To the best of our knowledge, this research is reporting the first review of 3D airway stents. Publications point out that personalised airway stents achieve good congruence to the airway. However, even if a stent perfectly fits the patient's airway anatomy, it remains a foreign body and complications can still occur. Mucus plugging, in particular, remained a concern in stents with different, nonconstant diameters and complex shapes. Straight stents, either 3D-printed or conventional, are prone to migration. Only if the anatomy is complex enough to anchor the stent to the airway can a 3D-designed stent be of benefit.
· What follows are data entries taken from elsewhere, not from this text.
PR #4215, opened 2023-03-27
Fix NFT transfers breaking Colony transfer claims

rdig:
This PR fixes a issue that showed up in production where, after a Colony received a NFT transfer, all the subsequent Token transfers would not show up.

This is because both ERC-20 and ERC-721 emit the same `Transfer` event, but with one of the arguments changed. Because of this the events would break when being parsed.

For more details see the comment I left in the resolver where the fix is applied.


willm30 (approved):
Nice work catching this 👏

PR #4218, opened 2023-08-01
Fix Transfer NFT section on Control Safe

ArmandoGraterol:
The API endpoint we used to get NFTs was updated (Both the URL and the data structure of the response.), therefore it wasn't working before. This should fix it and make the section available once more.


rdig (approved):
:+1:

Further research is needed to investigate variables such as the optimal stent material for each individual patient, how to optimise the radial force and hydrophilic properties without impairing the resistance to buckling, and whether it is possible to design better personalised stents based on a patients distorted airway. We hypothesise that 3D stents might be of great value if a complex shape stent needs to be designed (post-transplant anastomotic strictures or anastomotic stenosis following complex surgery such as sleeve lobectomy).

Several other limitations deserve to be mentioned. Studies and case series presented challenges in terms of comparison due to nonuniform ways to describe the stents and their outcomes. We, therefore, propose within this paper to describe the parameters mentioned in table 1 for each airway stent to allow a better comparison between publications with description of (mechanical) properties of the stents. Additionally, publication bias cannot be eluded, as many isolated cases are likely unpublished.
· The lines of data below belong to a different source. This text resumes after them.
PR #42, opened 2021-10-15
Navigation component + Page/Layout concept

oshi97:
This PR adds the navigation component, and also reworks the react-router usage into a Page and Layout system.

For the Navigation resizing, I tried to use resize observer, first with https://www.npmjs.com/package/@react-hook/resize-observer and then with ResizeObserver directly. The third party hook did not seem to work well for our use case,
and for using ResizeObserver directly, it turns out the TypeScript types for ResizeObserver are not included by default,
and I felt a little apprehensive to include third party types for it, though it would probably be fine.
https://github.com/Microsoft/TypeScript/issues/28502

J=SLAP-1558
TEST=manual

test resizing the page and seeing tabs appear and disappear
test that switching tabs will run searches


sample-app/src/pages/VerticalSearchPage.tsx
```diff
@@ -0,0 +1,107 @@
...
+  c_employeeDepartment: {
+    label: 'Employee Department!'
+  }
+}
+
+export default function VerticalSearchPage(props: {
+  verticalKey: string
+}) {
+  const answersActions = useAnswersActions();
+  useLayoutEffect(() => {
```
yen-tt, line 57: I believe useLayoutEffect is fired before DOM mutation? I think we don't need to wrap this around useLayoutEffect. I think something like this would work:
```export default function VerticalSearchPage(props: {
  verticalKey: string
}) {
  answersActions.setVerticalKey(props.verticalKey);
  answersActions.executeVerticalQuery();
  ...```

File: sample-app/src/pages/VerticalSearchPage.tsx [hunk 2]
```diff
@@ -0,0 +1,107 @@
...
+    answersActions.setState({
```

Although the effectivity of patient-specific airway stents has been proven in some publications [4, 7, 9], data remain scarce and long-term outcomes are still not reported. The TATUM phase II trial (www.clinicaltrials.gov identifier number NCT04848025), currently running in France (Toulouse and Marseille University Hospitals), which studies patient-specific stents for all planned airway stents with close follow-up, will provide long-term safety and efficacy data in a larger population. Further research is also required to investigate for which CAOs will personalised airway stents outperform conventional stents. A randomised controlled trial comparing conventional and personalised devices would be an optimal way to assess this. Indications for 3D stents are currently limited to rare cases (anatomically complex stenosis). In addition, conventional stents are readily available while 3D-printed stents require time to be manufactured. Evidence indicates that the ideal stent is not yet available; thus, the search for the ideal stent must continue.